- _TASK DESCRIPTION_
Records follow. Copy every line with "commit".
::: GIVEN RECORDS :::
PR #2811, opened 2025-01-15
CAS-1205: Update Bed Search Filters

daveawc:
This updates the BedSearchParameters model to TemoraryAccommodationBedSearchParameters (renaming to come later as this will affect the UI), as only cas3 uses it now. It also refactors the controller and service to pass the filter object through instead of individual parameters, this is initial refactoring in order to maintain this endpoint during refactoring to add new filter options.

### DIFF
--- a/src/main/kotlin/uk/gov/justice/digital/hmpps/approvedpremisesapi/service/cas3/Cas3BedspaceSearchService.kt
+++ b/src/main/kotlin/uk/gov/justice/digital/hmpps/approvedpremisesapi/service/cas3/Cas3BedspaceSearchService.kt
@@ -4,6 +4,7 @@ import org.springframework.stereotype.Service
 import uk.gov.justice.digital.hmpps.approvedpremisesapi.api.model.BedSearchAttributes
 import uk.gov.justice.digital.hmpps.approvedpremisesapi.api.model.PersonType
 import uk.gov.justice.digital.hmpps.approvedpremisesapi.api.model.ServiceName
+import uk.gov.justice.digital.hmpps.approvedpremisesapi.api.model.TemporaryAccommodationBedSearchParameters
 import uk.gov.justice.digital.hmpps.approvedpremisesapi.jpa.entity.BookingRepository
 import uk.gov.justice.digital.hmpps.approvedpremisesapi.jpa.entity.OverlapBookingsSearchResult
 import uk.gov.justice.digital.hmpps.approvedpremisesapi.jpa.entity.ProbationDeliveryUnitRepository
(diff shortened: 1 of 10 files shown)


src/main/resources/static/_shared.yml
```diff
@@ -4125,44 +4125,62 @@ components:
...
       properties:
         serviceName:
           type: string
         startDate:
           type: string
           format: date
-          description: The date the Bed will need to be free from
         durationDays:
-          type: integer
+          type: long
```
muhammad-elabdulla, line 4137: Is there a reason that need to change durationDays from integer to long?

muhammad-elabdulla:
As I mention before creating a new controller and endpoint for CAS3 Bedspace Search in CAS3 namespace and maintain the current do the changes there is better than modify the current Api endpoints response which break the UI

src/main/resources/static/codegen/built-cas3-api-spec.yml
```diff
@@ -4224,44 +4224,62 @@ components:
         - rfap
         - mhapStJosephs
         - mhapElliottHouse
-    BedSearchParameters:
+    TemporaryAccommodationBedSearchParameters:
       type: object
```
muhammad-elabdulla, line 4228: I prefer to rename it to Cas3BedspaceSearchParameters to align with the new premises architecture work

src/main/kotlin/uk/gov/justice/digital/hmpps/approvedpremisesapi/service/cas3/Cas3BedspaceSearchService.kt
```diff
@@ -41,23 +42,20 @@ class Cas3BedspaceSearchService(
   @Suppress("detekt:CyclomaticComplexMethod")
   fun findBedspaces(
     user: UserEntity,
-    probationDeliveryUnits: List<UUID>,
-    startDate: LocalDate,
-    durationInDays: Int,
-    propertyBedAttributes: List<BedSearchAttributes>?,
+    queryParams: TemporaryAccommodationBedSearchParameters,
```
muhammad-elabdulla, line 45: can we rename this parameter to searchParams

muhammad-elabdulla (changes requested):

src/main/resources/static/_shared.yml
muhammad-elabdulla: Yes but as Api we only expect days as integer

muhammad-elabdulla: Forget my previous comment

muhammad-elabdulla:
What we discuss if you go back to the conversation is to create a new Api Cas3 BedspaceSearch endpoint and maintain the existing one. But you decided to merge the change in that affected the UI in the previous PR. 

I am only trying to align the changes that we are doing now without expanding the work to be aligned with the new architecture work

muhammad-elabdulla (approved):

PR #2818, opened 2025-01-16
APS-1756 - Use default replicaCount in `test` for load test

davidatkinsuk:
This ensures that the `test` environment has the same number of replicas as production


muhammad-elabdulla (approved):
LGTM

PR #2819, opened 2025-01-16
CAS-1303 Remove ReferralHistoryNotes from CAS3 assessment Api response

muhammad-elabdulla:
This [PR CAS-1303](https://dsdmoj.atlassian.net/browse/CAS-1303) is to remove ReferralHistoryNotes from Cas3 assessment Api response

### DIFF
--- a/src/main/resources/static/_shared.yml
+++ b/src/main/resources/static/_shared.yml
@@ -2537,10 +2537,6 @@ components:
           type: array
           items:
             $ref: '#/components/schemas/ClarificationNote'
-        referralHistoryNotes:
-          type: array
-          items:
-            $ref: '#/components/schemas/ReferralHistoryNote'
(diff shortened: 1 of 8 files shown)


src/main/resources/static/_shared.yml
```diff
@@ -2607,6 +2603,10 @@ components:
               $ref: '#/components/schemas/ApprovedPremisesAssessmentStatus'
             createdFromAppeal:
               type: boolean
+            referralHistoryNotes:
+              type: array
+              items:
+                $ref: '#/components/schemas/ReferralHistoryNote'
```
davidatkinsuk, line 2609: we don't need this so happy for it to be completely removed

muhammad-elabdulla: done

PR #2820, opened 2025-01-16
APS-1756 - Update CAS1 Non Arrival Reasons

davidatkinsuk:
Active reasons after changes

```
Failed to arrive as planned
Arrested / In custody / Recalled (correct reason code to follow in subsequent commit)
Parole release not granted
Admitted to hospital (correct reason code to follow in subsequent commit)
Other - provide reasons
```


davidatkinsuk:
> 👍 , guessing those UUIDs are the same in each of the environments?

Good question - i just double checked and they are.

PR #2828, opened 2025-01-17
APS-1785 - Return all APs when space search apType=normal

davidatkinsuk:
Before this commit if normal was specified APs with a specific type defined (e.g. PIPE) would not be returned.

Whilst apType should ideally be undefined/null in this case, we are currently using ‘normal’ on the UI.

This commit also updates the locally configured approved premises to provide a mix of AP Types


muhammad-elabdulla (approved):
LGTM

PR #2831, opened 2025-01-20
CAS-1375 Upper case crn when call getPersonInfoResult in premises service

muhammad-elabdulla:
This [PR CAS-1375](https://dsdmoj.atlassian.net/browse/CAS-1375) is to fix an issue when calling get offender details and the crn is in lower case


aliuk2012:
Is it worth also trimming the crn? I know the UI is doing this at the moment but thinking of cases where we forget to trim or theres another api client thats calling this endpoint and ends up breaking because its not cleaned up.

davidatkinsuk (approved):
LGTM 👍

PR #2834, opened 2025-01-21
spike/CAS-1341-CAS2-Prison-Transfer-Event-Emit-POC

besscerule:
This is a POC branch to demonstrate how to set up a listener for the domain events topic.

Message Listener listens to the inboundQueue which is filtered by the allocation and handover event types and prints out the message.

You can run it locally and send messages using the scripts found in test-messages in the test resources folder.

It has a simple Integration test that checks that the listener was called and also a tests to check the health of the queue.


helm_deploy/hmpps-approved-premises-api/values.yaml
:::
- _ANSWER SPACE_
Arrested / In custody / Recalled (correct reason code to follow in subsequent commit)
Admitted to hospital (correct reason code to follow in subsequent commit)
Before this commit if normal was specified APs with a specific type defined (e.g. PIPE) would not be returned.
This commit also updates the locally configured approved premises to provide a mix of AP Types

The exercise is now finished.